> _Exercise description_
Scan the entries that follow for the word "implements", then report every line in which it appears.
Given data START
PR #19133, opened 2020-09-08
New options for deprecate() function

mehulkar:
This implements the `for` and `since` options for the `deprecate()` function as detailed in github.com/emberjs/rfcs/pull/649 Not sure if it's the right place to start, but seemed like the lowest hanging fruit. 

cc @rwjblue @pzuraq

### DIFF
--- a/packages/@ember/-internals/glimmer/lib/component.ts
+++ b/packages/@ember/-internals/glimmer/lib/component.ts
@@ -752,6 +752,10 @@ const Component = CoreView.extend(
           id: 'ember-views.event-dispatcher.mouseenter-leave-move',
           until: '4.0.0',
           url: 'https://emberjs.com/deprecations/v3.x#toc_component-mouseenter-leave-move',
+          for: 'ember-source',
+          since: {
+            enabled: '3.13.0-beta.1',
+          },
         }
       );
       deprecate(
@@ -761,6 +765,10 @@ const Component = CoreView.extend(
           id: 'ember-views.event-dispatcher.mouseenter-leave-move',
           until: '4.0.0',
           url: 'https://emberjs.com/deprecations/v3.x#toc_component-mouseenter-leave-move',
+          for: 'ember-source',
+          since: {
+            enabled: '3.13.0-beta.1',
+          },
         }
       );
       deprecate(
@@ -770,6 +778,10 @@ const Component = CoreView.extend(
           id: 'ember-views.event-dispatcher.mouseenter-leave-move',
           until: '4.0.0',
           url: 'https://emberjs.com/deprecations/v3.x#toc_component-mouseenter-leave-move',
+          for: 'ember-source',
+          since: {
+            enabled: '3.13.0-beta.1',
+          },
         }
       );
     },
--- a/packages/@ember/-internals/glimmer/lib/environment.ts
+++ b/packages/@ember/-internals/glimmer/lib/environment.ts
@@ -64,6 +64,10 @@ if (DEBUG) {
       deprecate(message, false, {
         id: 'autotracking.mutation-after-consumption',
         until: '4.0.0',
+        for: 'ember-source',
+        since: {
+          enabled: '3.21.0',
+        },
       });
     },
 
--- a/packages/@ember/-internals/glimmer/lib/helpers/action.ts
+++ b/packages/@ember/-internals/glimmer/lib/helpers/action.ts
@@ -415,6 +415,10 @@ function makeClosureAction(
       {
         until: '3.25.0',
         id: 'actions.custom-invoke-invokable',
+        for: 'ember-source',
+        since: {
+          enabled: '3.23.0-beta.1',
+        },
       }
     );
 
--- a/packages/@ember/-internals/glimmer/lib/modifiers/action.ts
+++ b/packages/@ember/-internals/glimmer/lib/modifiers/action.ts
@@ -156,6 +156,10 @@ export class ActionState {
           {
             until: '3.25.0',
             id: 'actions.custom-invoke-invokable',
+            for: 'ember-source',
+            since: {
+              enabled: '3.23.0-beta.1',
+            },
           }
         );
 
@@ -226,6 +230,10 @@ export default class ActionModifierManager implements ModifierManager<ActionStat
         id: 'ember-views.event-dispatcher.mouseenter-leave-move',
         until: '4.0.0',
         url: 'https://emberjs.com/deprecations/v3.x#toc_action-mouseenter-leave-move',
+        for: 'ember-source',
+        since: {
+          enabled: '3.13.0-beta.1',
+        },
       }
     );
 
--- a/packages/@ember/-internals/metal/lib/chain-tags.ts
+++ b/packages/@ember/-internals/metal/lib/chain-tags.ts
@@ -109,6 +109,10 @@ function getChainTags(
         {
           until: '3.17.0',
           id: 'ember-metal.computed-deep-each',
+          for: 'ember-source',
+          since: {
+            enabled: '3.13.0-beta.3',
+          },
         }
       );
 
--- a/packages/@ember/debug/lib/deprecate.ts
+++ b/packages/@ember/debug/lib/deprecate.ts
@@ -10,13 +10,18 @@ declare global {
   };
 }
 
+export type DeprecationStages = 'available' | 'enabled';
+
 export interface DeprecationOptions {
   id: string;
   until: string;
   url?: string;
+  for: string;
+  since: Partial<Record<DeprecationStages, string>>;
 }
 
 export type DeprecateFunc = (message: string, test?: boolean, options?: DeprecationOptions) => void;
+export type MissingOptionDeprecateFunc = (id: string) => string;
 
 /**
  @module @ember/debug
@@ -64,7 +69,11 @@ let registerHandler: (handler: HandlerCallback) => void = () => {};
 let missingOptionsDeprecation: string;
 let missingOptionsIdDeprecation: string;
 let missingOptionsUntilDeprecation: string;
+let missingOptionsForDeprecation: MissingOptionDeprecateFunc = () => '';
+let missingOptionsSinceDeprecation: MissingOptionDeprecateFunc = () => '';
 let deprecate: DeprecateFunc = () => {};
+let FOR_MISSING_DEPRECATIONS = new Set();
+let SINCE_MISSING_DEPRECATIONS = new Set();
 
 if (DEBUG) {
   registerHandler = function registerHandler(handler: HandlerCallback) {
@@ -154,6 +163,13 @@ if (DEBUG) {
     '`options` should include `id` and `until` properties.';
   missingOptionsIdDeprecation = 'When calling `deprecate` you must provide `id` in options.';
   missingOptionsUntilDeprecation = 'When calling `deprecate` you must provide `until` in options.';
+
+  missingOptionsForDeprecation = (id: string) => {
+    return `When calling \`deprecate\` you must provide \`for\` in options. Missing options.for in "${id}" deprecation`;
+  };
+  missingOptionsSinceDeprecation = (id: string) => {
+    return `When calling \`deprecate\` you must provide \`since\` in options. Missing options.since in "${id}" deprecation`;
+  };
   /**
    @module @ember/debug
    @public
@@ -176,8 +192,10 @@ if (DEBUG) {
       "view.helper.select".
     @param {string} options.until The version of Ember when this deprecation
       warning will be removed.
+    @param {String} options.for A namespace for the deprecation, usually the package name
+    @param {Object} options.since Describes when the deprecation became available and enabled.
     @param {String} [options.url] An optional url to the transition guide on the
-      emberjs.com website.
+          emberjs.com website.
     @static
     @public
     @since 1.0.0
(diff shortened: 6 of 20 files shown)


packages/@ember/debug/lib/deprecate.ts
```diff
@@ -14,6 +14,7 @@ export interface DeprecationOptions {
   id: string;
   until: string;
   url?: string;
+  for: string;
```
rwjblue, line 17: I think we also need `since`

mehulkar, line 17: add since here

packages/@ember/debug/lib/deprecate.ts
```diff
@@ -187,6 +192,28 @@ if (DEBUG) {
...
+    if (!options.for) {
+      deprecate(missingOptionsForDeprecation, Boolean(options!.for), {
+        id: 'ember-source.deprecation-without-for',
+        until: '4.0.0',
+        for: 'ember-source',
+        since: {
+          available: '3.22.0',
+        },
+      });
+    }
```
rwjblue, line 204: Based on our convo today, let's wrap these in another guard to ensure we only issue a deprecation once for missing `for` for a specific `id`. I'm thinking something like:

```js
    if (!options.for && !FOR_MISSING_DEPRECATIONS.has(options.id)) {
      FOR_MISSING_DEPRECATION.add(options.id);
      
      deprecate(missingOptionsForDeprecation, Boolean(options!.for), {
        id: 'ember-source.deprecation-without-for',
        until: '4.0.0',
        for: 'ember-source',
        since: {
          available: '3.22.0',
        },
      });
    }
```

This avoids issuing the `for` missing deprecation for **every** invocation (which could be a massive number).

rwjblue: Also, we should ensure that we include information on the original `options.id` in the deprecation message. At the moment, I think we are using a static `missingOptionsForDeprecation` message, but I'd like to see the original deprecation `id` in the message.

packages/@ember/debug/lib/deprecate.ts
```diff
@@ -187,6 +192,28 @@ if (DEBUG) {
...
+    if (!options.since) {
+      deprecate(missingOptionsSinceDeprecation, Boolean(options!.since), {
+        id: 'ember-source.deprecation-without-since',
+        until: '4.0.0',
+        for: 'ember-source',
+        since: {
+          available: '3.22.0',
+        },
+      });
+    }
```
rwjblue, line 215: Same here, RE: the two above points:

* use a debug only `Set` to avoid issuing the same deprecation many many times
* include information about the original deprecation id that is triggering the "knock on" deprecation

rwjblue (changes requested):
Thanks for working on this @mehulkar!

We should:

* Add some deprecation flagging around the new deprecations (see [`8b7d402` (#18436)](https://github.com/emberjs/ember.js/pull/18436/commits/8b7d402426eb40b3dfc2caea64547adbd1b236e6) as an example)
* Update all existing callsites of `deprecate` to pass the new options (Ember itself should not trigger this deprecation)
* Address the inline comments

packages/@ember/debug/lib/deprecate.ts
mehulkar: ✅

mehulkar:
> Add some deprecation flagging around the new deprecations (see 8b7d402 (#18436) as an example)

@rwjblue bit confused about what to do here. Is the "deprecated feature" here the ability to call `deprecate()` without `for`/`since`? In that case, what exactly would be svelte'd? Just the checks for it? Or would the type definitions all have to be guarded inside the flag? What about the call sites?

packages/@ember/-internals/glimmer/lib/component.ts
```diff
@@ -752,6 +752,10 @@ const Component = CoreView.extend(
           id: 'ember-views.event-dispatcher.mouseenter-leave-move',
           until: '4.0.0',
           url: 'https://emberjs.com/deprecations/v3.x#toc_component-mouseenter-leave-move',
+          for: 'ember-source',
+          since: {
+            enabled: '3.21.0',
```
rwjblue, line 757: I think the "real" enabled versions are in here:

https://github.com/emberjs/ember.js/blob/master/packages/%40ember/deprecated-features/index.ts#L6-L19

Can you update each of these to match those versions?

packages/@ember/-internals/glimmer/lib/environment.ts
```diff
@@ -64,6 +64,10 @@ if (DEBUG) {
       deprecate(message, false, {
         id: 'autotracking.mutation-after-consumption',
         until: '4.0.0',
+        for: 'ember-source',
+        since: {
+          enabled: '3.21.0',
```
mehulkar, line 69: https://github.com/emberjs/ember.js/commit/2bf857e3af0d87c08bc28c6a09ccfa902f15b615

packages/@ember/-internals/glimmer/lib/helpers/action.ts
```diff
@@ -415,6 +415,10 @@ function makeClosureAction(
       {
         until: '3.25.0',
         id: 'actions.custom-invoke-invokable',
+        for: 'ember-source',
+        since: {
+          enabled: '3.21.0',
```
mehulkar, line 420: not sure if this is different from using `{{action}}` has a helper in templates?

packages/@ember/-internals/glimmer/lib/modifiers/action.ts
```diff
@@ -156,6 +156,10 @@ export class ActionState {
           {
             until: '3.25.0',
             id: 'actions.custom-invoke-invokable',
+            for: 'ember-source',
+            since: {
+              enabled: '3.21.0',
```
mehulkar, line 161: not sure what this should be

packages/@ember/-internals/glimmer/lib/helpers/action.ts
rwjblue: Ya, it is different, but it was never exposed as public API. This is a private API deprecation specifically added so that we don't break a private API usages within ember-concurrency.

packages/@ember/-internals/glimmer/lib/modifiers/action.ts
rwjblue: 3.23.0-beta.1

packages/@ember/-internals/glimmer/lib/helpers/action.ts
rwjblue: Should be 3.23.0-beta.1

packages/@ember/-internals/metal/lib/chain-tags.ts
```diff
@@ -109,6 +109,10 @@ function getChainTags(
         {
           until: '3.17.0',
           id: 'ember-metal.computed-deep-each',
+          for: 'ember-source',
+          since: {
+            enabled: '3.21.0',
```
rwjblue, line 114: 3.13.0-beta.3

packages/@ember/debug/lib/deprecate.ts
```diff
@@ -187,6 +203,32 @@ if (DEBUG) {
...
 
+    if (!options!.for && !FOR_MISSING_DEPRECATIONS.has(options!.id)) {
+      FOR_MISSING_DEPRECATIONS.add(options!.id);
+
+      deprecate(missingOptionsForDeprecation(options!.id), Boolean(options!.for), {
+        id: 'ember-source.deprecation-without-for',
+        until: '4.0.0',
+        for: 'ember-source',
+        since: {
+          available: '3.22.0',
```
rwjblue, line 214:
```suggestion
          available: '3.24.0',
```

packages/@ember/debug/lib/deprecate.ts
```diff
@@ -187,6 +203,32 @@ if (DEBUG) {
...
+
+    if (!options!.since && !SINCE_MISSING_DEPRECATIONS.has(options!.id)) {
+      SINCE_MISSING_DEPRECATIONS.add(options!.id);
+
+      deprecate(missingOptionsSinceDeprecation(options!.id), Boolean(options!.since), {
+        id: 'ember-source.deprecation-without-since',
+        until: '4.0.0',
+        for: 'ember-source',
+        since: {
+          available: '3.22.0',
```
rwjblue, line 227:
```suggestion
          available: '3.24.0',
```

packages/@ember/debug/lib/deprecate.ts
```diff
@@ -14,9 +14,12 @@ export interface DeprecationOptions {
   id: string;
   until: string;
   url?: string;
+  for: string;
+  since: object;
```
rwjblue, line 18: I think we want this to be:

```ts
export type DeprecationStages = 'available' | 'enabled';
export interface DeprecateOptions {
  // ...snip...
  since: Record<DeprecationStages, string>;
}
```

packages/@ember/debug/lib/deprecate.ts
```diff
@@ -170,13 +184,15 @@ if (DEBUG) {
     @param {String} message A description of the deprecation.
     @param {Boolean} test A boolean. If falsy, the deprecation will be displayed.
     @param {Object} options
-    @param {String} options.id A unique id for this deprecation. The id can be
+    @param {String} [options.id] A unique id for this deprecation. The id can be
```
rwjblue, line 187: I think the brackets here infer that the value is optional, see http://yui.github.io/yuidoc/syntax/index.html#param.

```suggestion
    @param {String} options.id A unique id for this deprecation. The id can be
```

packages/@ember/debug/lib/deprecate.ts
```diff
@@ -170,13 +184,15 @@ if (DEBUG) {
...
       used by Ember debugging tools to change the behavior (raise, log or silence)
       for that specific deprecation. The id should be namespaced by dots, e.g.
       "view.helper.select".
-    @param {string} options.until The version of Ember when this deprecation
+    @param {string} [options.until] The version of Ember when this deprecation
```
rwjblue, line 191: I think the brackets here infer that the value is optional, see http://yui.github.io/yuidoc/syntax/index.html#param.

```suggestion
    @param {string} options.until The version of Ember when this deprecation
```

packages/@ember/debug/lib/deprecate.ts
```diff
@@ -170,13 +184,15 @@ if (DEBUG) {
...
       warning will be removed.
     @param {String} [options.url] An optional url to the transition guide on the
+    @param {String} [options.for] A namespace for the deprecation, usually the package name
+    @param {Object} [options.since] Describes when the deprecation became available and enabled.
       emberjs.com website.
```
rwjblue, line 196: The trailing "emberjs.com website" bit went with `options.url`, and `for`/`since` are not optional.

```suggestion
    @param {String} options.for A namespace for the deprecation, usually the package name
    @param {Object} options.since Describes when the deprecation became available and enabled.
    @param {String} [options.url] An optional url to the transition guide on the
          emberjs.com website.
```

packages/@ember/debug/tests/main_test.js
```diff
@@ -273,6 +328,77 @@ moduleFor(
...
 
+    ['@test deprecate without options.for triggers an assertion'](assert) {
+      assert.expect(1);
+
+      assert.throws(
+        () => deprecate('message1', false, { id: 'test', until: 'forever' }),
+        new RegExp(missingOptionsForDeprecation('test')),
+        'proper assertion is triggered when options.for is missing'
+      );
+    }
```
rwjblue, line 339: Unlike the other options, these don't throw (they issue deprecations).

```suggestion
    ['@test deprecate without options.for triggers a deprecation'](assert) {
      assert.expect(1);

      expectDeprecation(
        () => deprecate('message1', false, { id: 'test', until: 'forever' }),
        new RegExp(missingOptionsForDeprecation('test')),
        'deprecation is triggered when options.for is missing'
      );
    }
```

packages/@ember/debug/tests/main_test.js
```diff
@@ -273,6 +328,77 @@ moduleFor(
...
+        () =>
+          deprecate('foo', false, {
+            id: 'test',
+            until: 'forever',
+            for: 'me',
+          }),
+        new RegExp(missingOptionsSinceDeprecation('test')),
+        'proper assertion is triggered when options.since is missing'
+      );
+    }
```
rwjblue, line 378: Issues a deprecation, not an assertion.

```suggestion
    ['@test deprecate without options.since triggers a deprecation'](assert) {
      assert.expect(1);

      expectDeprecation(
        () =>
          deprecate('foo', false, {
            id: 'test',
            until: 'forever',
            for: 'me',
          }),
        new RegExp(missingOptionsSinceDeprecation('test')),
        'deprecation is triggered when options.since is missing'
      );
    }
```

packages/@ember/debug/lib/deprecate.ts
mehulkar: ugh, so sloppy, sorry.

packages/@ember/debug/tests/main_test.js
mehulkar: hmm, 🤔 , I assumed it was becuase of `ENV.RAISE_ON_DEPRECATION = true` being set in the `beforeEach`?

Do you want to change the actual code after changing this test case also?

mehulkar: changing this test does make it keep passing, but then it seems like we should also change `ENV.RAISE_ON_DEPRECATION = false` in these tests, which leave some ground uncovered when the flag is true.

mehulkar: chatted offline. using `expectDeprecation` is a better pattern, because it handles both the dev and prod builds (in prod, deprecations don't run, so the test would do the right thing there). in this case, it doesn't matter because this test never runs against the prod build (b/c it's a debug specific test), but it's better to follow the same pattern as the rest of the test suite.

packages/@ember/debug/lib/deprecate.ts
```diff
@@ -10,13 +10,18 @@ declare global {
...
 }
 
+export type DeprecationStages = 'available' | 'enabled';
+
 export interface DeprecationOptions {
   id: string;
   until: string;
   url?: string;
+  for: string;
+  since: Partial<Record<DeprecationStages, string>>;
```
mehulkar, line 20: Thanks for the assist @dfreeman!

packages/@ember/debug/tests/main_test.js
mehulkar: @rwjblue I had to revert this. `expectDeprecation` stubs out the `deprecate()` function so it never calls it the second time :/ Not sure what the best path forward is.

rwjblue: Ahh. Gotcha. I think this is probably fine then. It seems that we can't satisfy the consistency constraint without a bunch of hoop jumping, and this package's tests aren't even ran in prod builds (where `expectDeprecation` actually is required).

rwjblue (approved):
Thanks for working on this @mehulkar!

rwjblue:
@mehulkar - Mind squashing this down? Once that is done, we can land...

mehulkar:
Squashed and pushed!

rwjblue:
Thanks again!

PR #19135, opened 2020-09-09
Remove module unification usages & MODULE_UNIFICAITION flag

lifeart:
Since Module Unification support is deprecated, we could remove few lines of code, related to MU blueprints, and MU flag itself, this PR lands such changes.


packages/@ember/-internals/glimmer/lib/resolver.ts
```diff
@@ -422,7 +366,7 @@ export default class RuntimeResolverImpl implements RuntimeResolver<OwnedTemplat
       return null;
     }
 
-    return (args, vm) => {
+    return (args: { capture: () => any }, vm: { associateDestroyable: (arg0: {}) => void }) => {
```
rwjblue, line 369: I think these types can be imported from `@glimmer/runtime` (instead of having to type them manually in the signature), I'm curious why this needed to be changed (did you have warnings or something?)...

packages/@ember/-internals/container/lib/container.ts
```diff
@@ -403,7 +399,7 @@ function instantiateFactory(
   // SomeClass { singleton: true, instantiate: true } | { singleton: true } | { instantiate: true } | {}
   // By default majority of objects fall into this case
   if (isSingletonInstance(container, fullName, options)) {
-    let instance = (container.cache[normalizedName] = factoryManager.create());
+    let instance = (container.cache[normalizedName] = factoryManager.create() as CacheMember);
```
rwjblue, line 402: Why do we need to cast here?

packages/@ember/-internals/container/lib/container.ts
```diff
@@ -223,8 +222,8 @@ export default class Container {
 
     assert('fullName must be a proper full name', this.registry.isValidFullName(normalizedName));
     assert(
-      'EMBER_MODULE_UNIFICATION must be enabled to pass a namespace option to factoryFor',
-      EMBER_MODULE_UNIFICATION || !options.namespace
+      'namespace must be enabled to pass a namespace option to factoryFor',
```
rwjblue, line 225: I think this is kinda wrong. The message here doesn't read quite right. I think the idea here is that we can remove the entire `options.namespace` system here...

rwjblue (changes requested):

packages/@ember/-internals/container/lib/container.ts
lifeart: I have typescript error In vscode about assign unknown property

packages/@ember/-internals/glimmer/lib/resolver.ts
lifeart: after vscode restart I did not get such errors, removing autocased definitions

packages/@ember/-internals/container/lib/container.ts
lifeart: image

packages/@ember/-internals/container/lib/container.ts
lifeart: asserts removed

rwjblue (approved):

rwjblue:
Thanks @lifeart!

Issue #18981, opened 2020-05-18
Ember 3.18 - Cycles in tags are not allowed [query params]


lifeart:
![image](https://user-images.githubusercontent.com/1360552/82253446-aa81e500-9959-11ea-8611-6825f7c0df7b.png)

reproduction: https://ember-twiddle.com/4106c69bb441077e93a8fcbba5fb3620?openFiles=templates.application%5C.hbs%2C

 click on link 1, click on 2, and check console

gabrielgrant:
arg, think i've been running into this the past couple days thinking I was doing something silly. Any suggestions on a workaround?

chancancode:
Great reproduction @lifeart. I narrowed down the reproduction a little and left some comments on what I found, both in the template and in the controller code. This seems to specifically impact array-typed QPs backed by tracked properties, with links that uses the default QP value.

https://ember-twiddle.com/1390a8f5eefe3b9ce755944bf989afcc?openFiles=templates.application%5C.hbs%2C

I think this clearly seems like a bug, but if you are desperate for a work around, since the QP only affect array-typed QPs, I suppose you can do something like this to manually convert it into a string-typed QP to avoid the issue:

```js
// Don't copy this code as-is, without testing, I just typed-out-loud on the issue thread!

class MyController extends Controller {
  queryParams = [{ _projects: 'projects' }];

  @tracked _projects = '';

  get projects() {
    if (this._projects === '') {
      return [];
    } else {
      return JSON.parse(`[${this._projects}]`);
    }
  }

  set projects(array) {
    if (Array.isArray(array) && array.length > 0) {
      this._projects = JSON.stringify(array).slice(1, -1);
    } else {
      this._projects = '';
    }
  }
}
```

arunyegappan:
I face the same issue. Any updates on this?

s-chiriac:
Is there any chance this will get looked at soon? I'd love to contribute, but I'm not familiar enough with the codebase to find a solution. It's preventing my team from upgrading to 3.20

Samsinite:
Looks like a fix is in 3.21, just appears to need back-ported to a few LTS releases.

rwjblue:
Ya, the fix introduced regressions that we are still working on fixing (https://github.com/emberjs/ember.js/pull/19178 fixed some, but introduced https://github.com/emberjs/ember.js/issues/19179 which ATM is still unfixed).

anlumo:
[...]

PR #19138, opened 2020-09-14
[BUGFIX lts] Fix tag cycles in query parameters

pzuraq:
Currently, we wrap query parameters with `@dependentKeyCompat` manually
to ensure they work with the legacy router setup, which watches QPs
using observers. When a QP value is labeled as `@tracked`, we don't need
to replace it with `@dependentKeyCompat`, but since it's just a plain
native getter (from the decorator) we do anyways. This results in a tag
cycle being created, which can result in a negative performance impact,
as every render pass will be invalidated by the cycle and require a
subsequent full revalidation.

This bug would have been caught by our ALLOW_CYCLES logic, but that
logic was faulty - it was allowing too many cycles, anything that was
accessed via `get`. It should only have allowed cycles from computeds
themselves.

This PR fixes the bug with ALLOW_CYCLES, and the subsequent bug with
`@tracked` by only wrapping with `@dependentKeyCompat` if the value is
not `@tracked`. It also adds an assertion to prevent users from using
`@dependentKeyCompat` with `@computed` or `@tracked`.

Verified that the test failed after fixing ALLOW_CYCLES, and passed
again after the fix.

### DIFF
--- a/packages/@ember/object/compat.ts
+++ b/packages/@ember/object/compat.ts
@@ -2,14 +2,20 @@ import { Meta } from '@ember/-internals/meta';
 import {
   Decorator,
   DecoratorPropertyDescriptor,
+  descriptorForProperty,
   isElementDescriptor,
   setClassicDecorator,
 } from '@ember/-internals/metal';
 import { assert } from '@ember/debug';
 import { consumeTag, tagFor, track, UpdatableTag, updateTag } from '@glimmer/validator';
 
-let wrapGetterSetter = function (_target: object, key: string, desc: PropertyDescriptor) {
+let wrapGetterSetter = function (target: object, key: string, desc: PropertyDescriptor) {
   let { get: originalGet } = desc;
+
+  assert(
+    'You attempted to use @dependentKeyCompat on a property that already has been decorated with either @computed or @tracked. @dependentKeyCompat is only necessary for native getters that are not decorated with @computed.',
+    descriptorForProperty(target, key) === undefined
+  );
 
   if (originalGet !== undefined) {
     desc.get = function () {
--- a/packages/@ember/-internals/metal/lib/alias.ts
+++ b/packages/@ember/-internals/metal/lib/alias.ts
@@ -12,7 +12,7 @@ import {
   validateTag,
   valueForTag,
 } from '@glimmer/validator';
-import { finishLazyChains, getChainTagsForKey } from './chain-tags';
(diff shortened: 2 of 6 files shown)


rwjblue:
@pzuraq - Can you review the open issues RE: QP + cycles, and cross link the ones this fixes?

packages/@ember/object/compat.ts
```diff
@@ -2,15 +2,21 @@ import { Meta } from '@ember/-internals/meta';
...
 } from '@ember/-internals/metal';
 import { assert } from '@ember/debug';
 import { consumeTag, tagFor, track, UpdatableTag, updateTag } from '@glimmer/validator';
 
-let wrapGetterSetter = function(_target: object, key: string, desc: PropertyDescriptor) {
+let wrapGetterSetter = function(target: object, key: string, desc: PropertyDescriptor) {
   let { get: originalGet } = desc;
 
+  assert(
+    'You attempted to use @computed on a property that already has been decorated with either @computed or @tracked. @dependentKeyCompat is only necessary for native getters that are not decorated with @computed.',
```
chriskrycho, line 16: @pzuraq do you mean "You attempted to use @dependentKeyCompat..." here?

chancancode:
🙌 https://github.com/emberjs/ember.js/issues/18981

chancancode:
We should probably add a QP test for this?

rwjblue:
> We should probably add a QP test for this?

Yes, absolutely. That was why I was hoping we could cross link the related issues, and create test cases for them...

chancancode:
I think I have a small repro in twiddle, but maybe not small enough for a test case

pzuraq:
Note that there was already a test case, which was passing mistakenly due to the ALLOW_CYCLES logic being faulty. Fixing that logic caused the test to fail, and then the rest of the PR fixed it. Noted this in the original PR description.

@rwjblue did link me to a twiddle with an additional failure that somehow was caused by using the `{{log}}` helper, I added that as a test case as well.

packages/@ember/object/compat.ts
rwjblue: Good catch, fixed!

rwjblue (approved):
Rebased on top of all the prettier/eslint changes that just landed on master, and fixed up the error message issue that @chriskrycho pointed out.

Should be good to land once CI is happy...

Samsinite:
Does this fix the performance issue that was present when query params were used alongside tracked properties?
Given data END
> _Worked solution_
This implements the `for` and `since` options for the `deprecate()` function as detailed in github.com/emberjs/rfcs/pull/649 Not sure if it's the right place to start, but seemed like the lowest hanging fruit. 
@@ -226,6 +230,10 @@ export default class ActionModifierManager implements ModifierManager<ActionStat
@@ -422,7 +366,7 @@ export default class RuntimeResolverImpl implements RuntimeResolver<OwnedTemplat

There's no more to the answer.